Тут есть еще важный момент. Как детей своих подруг мы всю жизнь считали почти собственными, наблюдали за их ростом, переживали, когда они болели, связывались с дурной компанией, писали выпускные сочинения в школе или поступали в ВУЗ, радовались успехам на всех детских поприщах, включая выставку пластилиновых крокодилов в детсаду, так и с внуками: мы с теплотой и энтузиазмом откликаемся на любые проявления их исключительности. А уж когда наши дети-внуки страдают, и вовсе готовы вывернуться наизнанку…
Поэтому в ответ на «макароны во всех дырках» я восклицаю:
— Мелкая моторика! Это прекрасно! Развитие самых сложных мышц — мышц кисти, так называемая мелкая моторика — это великолепно! Незаменимое качество хирурга, например. Не может! Хоть под пистолетом! Не может хирург без развитой мелкой моторики кисти выполнить качественную операцию! И — с другой стороны. Вышивальщицы, штопальщицы, вязальщицы крючком и на спицах — если бы не падали в обморок при виде разверзнутого человеческого тела, не боялись крови…
— Тебя заносит в сторону, — перебивает Оля, которой не удается поведать про любимого внука. — О хирургах-штопальщиках в другой раз. Девочки! Мой внук смотрит!
— Куда? — спрашиваю я в недоумении.
— На кого? — также не понимает Люда.
— Вообще смотрит. Внимательно. На всех. Как на недоумков.
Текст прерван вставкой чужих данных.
PR #7242, opened 2025-02-27
CI: Update all build scripts and msautotest outputs to Ubuntu 24.04

geographika:
## Background

Replaces #7229. This updates all CI builds and tests to use Ubuntu 24.04 (LTS Noble Numbat). The last time this was done was in "Vagrant and Travis-CI: update to Ubuntu Bionic" #6111 in 2020, and involved 313 file changes (see also https://github.com/rouault/mapserver/commit/c71a4f3cc10c7c659830165b3e4c94faeb1e38cf updating tests from 6.4 to 7.0 where 1,571 files were changed). 

## Key Updates

- Updated various expected msautotest outputs due to changes in various dependencies when moving from Ubuntu 20.04 to 24.04. Now tested with PROJ version 9.4 and GDAL version 3.9. 
- Updated Bison 3.0.4 to Bison 3.8.2 and regenerating the parser files
- Updated PostgreSQL version
- Updated Vagrant scripts to Ubuntu 24.04 (used to generate new msautotest images and get tests passing locally)

## Other Notes

- Majority of differences were due to librsvg update from 2.48 to 2.58. Since then librsvg has switched to Rust, and previously added explicit pt (points) units to width and height when generating SVG output (e.g. `width="400pt" height="300pt"` is now `width="400" height="300"`). A `MAP SIZE` of `SIZE 200 150` now prodcues an image of 200x150 pixels (rather than 266x200) which seems to make more sense. Also older versions defaulted to a white background when rendering transparent SVGs, whereas the newer versions (2.50+) default to transparency instead of white. 
- I've set the cppchecks CI to pass even though there are errors. I'll try and address these in separate pull requests, as I'm worried attempting to fix some of them may cause more harm than good.
- The initial `vagrant up` runs successfully but appears to build MapServer twice. This may be due to discrepancies between the Vagrant VM and the local file system (Windows). 
- There are a few msautotests that I couldn't fix. I'll open a separate issue for these. 
- MapScript test fixes including Perl MULTIPOINT, and Mono garbage collection changes
- Other changes causing reference test data to require updates include the following (I tried to group these in commits):
  - GDAL adding `"xy_coordinate_resolution"` property to GeoJSON output
  - GDAL adds a single whitespace to the end of DAT file outputs
  - GDAL outputting numeric fields as numbers rather than strings e.g. `1` rather than `"1"`
  - PG16 no longer requires aliases for subqueries
  - Small precision differences due to a new version of PROJ
  - NetCDF reads STATISTICS metadata from auxiliary .XML files which have been added to the reference test data


jratike80:
Lot of work, thank you!

geographika:
Test differences listed in #7243 and cppcheck warnings in #7244. 

I'd like to merge this and address those issues separately. I'm unsure whether to keep the individual commits (the majority have useful commit messages), or to do a bug squash and merge, losing the commit history. Any thoughts?

rouault:
Excellent work ! I would probably go for a commit squash to get "atomic" history (i.e. each revision passing tests)

PR #7252, opened 2025-03-11
Make sure 130 tests make request for WMS version 1.3.0

alistaireverett:
I came across some tests which from the name should have been testing WMS server 1.3.0, but were making requests for version 1.1.1. I guess these have just been missed sometime in the past so I just went ahead and updated them.


jratike80:
It may be good to check carefully what these tests are testing. They are about WMS Client, so Mapserver sends requests to a remote WMS. What if user sends WMS 1.1.0 request to Mapserver, and Mapserver must understand to convert the request into WMS 1.3.0 for making the remote WMS happy, or vice versa?

It may well be that your fixes are correct, just thinking.

alistaireverett:
You could have point here. One of the reasons I looked at this was because of axis order changes between WMS 1.1.1 and 1.3.0 and checking these were handled correctly. In `wms_client_130_axis_fail.map` for example, I think `"wms_strict_axis_order" "0"` would be expected to have no effect when the request is made for WMS 1.1.1, because the axis order is also the same, so then it made sense to me that it should make a request for 1.3.0 instead. But I'm not 100% certain this was the intention of the tests.

Another option would be to keep the existing tests, but add new tests with requests for version 1.3.0. But I think you are correct it is probably worth waiting to see if someone else who has more knowledge of these tests is in agreement before this is merged in case I haven't fully understood things.

ejn:
It's a long time ago, but iirc my intention for these tests was that they are made using WMS 1.1.1 and Mapserver should then make the appropriate requests to the backend using WMS 1.3.0, including axis order mangling as configured and/or required (and in the `fail`-case the configuration should be inappropriate, resulting in the fail). So Mapserver as WMS 1.1.1 server but 1.3.0 client.

So my recommendation would be to keep the current tests for (client) -> WMS 1.1.1 -> (mapserver) -> WMS 1.3.0 -> (backend) and add new tests for (client) -> WMS 1.3.0 -> (mapserver) -> WMS 1.3.0 -> (backend) as necessary.

jmckenna:
@ejn I fully agree with your suggested plan to have both tests

alistaireverett:
Great, thanks for the input. I'll update this pull request to keep the existing tests using 1.1.1 and add test using requests for 1.3.0 later this afternoon.

jmckenna:
thanks @alistaireverett !

PR #7255, opened 2025-03-20
Fix opacity for gradient legend symbol

PatrikSylve:
The AGG renderer did not handle alpha values when rendering pixmap symbol. So if OPACITY was used together with COLORRANGE the colors would be off. 

The AGG method did accept an alpha parameter which seems to work better.   

In the provided test, this is the result I got before:  
wms_gradient_legend3

And with this fix, it looks like this: 
wms_gradient_legend3


jmckenna:
Thanks @PatrikSylve, and thanks for including a test.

Мы с Людой теряемся, но быстро берем себя в руки. Люда говорит про то, что у младенцев особый взгляд. Я начинаю распространяться на тему: должен быть в нашей компании хоть один гений. Столько сил положено!
— Девочки! — снова перебивает Оля. — Он еще говорит «бля!».
— В каком смысле? — уточняю.
— Какой может быть смысл, — отмахивается Люда, — в речах восьмимесячного ребенка?
— Во всех смыслах, — уточняет Оля. — Обо всех людях и предметах — «бля». Предвижу ваш вопрос — нет, никто в семье нецензурно не выражается. А внук смотрит, смотрит, а потом «бля».